PR #5574, opened 2017-12-20
WIP: Fix menu overflow

### LINKED ISSUE #5207: Version selector breaks at 1132px
[engine/swarm/networking.md](https://docs.docker.com/engine/swarm/networking/)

• _Required action_:
The full listing, repeated exactly, is the expected answer.

• _Exercise output_:
PR #5574, opened 2017-12-20
WIP: Fix menu overflow

### LINKED ISSUE #5207: Version selector breaks at 1132px
[engine/swarm/networking.md](https://docs.docker.com/engine/swarm/networking/)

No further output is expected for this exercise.